NVIDIA Mellanox 920-9B110-00FH-0D0: The High-Efficiency InfiniBand Switch for Demanding HPC and AI Clusters

January 4, 2026

NVIDIA Mellanox 920-9B110-00FH-0D0: The High-Efficiency InfiniBand Switch for Demanding HPC and AI Clusters

As the computational demands of artificial intelligence and high-performance computing continue to surge, the need for a robust, low-latency network fabric has never been greater. Addressing this critical requirement, NVIDIA Mellanox proudly introduces the 920-9B110-00FH-0D0 InfiniBand switch OPN solution. This platform is meticulously engineered to deliver the optimal balance of high bandwidth, extreme efficiency, and simplified management for modern accelerated computing environments.

Architected for Performance and Scalability

The NVIDIA Mellanox 920-9B110-00FH-0D0 is designed as a foundational building block for scalable cluster interconnects.
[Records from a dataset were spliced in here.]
Issue #1420, opened 2021-08-31
CARMA-WEB-UI: traffic signal intersection id and group id  are not available


dan-du-car:
### Types of Issue

- [x] Anomaly report (something appears to not work correctly)
- [ ] Enhancement request (describe the enhancement being requested)
- [ ] Other (please ensure the description clarifies why the issue doesn’t fall into either of the above categories)

### Descriptive summary

There is one traffic signal controller respectively at each side of the road to signalize the vehicle whether the vehicle should stop at the intersection or not. In another word, there are two traffic signal controllers in total for the workzone use case. 

The traffic signal controllers are constantly sending signal to v2xhub. V2xhub forward the corresponding SPAT messages to the SV vehicle. However, vehicle OBU receives all the SPAT messages from both traffic signal controllers. The Platform and UI need to process/display the SPAT correctly and distinguish which SPAT is from the approaching traffic signal controller for the SV. 
### Carma version where this issue was discovered

carma-3.7.0

### Expected behavior
UI should only display the SPAT that  is from the approaching traffic signal controller for the SV. 
### Actual behavior

Currently, the UI subscribe to all incoming SPAT messages and cannot distinguish the SPAT sources in terms of which traffic signal controller is sending the signal.

### Steps to reproduce the actual behavior

N/A

MishkaMN:
closed with above PRs

PR #1425, opened 2021-09-01
Add logic to publish group id and intersection ids

dan-du-car:
# PR Details
## Description
Added logic to get the traffic light regulatory element that is relevant to the SV. Publishing the relevant intersection and group ids for SV web UI to display the correct traffic signal phase.

## Related Issue
https://github.com/usdot-fhwa-stol/carma-platform/issues/1420

## Motivation and Context
WorkZone use case

## How Has This Been Tested?
N/A

## Types of changes

## Checklist:

### DIFF
--- a/carma_wm/src/WMListenerWorker.cpp
+++ b/carma_wm/src/WMListenerWorker.cpp
@@ -429,6 +429,30 @@ double WMListenerWorker::getConfigSpeedLimit() const
   return config_speed_limit_;
 }
 
+void WMListenerWorker::currentLocationCallback(const geometry_msgs::PoseStamped& current_pos)
+{  
+  const lanelet::BasicPoint2d cur_loc;
+  cur_loc.x() = current_pos.pose.position.x;
+  cur_loc.y() = current_pos.pose.position.y;
 
+  std::vector<lanelet::CarmaTrafficLightPtr> light_v = world_model_->getLightsAlongRoute(cur_loc);
+  lanelet::CarmaTrafficLightPtr first_light = light_v.front();
+  ROS_DEBUG_STREAM("Get First TF_LIGHT of Id: " << first_light->id());
+  
+  for( const auto& ligth_id_m : traffic_light_ids_ ) 
+  {
+        std::cout << "Key:[" << ligth_id_m.first << "] Value:[" << ligth_id_m.second << "]\n";
+        if(ligth_id_m.second == first_light->id() )
+        {
+            ROS_DEBUG_STREAM("CURRENT Key:[" << ligth_id_m.first << "] Value:[" << ligth_id_m.second << "]"));
+            ROS_DEBUG_STREAM("Get First TF_LIGHT of Id: " << first_light->id());
+            uint32_t temp = ligth_id_m.first;
+            //get intersection id and group id
+            unit8_t group_id = (uint8_t)(temp >> 0);
+            unit16_t intersection_id = (unit16_t)(temp >> 8);
+            ROS_DEBUG_STREAM("Intersection id:[" << intersection_id << "] Groupd id:[" << group_id << "]"));
+        }
+    }
+}
 
 }  // namespace carma_wm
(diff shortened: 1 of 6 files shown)


carma_wm/src/WMListenerWorker.cpp
```diff
@@ -429,6 +429,42 @@ double WMListenerWorker::getConfigSpeedLimit() const
...
+            ROS_DEBUG_STREAM("CURRENT Key:" << ligth_id_m.first << "Value:" << ligth_id_m.second);
+            ROS_DEBUG_STREAM("Get First TF_LIGHT of Id: " << first_light->id());
+            uint32_t temp = ligth_id_m.first;
+            //get intersection id and group id
+            unsigned group_id = (temp & 0xFF);
+            unsigned intersection_id = (temp >> 8);
+            ROS_DEBUG_STREAM("Intersection id: " << intersection_id << " Groupd id:" << group_id);
+            
+            std_msgs::Int32MultiArray intersection_group_ids;
+            intersection_group_ids.data[0] = intersection_id;
```
MishkaMN, line 460: one of these should be `group_id`

carma_wm/src/WMListenerWorker.cpp
```diff
@@ -429,6 +429,42 @@ double WMListenerWorker::getConfigSpeedLimit() const
...
 }
 
+std_msgs::Int32MultiArray WMListenerWorker::getIntersectionGroupIdsByCurLoc(const geometry_msgs::PoseStamped& current_pos)
+{  
+  //Get all traffic light regulatory elements along the route based on current SV position
+  lanelet::BasicPoint2d cur_loc;
+  cur_loc.x() = current_pos.pose.position.x;
+  cur_loc.y() = current_pos.pose.position.y;
+  std::vector<lanelet::CarmaTrafficLightPtr> light_v = world_model_->getLightsAlongRoute(cur_loc);
+  lanelet::CarmaTrafficLightPtr first_light = light_v.front();
```
MishkaMN, line 439: we should check if the returned list is empty or not before getting front() element, otherwise it might segfault

MishkaMN (changes requested):

carma_wm/src/WMListenerWorker.cpp
```diff
@@ -429,6 +429,42 @@ double WMListenerWorker::getConfigSpeedLimit() const
...
+  {
+        std::cout << "Key:[" << ligth_id_m.first << "] Value:[" << ligth_id_m.second << "]\n";
+        if( ligth_id_m.second == first_light->id() )
+        {
+            ROS_DEBUG_STREAM("CURRENT Key:" << ligth_id_m.first << "Value:" << ligth_id_m.second);
+            ROS_DEBUG_STREAM("Get First TF_LIGHT of Id: " << first_light->id());
+            uint32_t temp = ligth_id_m.first;
+            //get intersection id and group id
+            unsigned group_id = (temp & 0xFF);
+            unsigned intersection_id = (temp >> 8);
```
MishkaMN, line 456: can we factor out this small method into a different method like here https://github.com/usdot-fhwa-stol/carma-platform/blob/develop/carma_wm/include/carma_wm/WorldModelUtils.h#L116 (where we pass in the group_id and intersection_ids as a reference to be changed) 
This is just to be consistent

carma_wm/src/WMListenerWorker.cpp
dan-du-car: Addressed https://github.com/usdot-fhwa-stol/carma-platform/pull/1425/commits/ca7ac52778215882aedfe5cabc8f7803fea80f98

msmcconnell (changes requested):
My main concern is the location of this functionality in carma_wm. Each node using the world model contains its own instance, so this logic would result in 10+ publications being added to the system and the UI receiving duplicate information. This would be better placed in carma_wm_ctrl so that the data is only published by one node

carma_wm/src/WMListenerWorker.cpp
dan-du-car: addressed

MishkaMN:
resolved for now with https://github.com/usdot-fhwa-stol/carma-platform/pull/1439
accounting for Mike's comment.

Its core is powered by the advanced 920-9B110-00FH-0D0 MQM8790-HS2F 200Gb/s HDR InfiniBand technology, providing exceptional data throughput essential for parallel workloads. This 920-9B110-00FH-0D0 InfiniBand switch OPN excels in environments where reducing communication overhead directly translates to faster results and lower operational costs.
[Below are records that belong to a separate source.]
PR #1437, opened 2021-09-15
CARMA-WEB-UI: traffic signal intersection id and group id are not available

aswath1:
# PR Details
## Description
There is one traffic signal controller respectively at each side of the road to signalize the vehicle whether the vehicle should stop at the intersection or not. In another word, there are two traffic signal controllers in total for the workzone use case.

The traffic signal controllers are constantly sending signal to v2xhub. V2xhub forward the corresponding SPAT messages to the SV vehicle. However, vehicle OBU receives all the SPAT messages from both traffic signal controllers. The Platform and UI need to process/display the SPAT correctly and distinguish which SPAT is from the approaching traffic signal controller for the SV.

## Related Issue

https://github.com/usdot-fhwa-stol/carma-platform/issues/1420
## Types of changes

## Checklist:

### DIFF
--- a/carma_wm_ctrl/src/WMBroadcaster.cpp
+++ b/carma_wm_ctrl/src/WMBroadcaster.cpp
@@ -1878,8 +1878,8 @@ void WMBroadcaster::publishLightId()
       if (convert_success)
       {
         ROS_DEBUG_STREAM("Found Traffic Light with Intersection id: " << intersection_id << " Groupd id:" << group_id);
-        upcoming_intersection_ids_.data.push_back(std::static_cast<int>(intersection_id));
-        upcoming_intersection_ids_.data.push_back(std::static_cast<int>(group_id));
+        upcoming_intersection_ids_.data.push_back(static_cast<int>(intersection_id));
+        upcoming_intersection_ids_.data.push_back(static_cast<int>(group_id));
       }
 
     }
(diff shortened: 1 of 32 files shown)


msmcconnell (changes requested):

carma_wm_ctrl/src/WMBroadcaster.cpp
```diff
@@ -1844,7 +1844,47 @@ void WMBroadcaster::currentLocationCallback(const geometry_msgs::PoseStamped& cu
...
+      if (!traffic_lights.empty())
+      {
+        ROS_DEBUG_STREAM("Found Traffic Light Regulatory Element id: " << traffic_lights.front()->id());
+        convert_success = convertLightIdToInterGroupId(intersection_id,group_id,  traffic_lights.front()->id());
+      }
+      if (convert_success)
+      {
+        ROS_DEBUG_STREAM("Found Traffic Light with Intersection id: " << intersection_id << " Groupd id:" << group_id);
+        upcoming_intersection_ids_.data.push_back(intersection_id);
+        upcoming_intersection_ids_.data.push_back(group_id);
```
dan-du-car, line 1881: using  static_cast<int> to convert this char/int to int before publishing for both intersection_id and group_id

The switch's architecture delivers several pivotal advantages for cluster optimization:

  • Ultra-Low Latency RDMA: Enables true Remote Direct Memory Access (RDMA), allowing data to bypass CPU and OS kernels for direct application-to-application transfer, drastically cutting latency and freeing server resources for computation.
  • Intelligent In-Network Computing: Features SHARP (Scalable Hierarchical Aggregation and Reduction Protocol) technology, offloading collective operations from servers to the switch network. This accelerates MPI operations and reduces data movement for AI training and scientific simulations.
  • Advanced Congestion Control: Implements adaptive routing and congestion control mechanisms to maintain high throughput and predictable performance even in densely populated, multi-tenant cluster deployments.
Detailed Specifications and Primary Use Cases

Engineers and procurement specialists can find comprehensive performance metrics and integration details in the official 920-9B110-00FH-0D0 datasheet. The 920-9B110-00FH-0D0 specifications confirm high port density, non-blocking internal bandwidth, and robust management capabilities. Importantly, the switch is designed to be 920-9B110-00FH-0D0 compatible with a wide ecosystem, ensuring smooth integration into both new builds and expansions of existing InfiniBand infrastructures.
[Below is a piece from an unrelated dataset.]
Issue #118, opened 2019-01-10
Platooning plugin should use common headway parameter


qswawrq:
Ideally, the platoon leader should send out a desired headway to its platoon member and the platoon member should maintain the headway based on the receiving headway value. Currently their are keeping a configurable headway with their leader based on its own platooning parameter.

The 920-9B110-00FH-0D0 InfiniBand switch OPN solution is ideally suited for several high-impact deployment scenarios:

  • Mid to Large-Scale AI/ML Training Clusters: Serves as the high-performance interconnect for GPU server racks, enabling efficient data parallelism and model parameter synchronization critical for rapid AI development cycles.
  • University and Enterprise HPC Centers: Provides a cost-effective, high-bandwidth backbone for research computing clusters used in engineering simulations, financial modeling, and life sciences research.
  • High-Performance Storage Fabrics: Connects compute nodes to parallel file systems and storage arrays, minimizing I/O wait times and accelerating data-intensive workflows.
A Strategic Enabler for Accelerated Computing

The launch of the 920-9B110-00FH-0D0 provides a compelling value proposition for organizations investing in computational excellence. For teams evaluating a 920-9B110-00FH-0D0 for sale, the total cost of ownership—factoring in performance gains, operational simplicity, and energy efficiency—often outweighs the initial 920-9B110-00FH-0D0 price. It represents a strategic investment in infrastructure that directly accelerates time-to-solution and enhances research competitiveness.

By deploying the NVIDIA Mellanox 920-9B110-00FH-0D0, network architects and data center operators gain a proven, high-efficiency solution to build and scale the low-latency interconnects that are fundamental to unlocking the full potential of RDMA, HPC, and AI clusters today and into the future.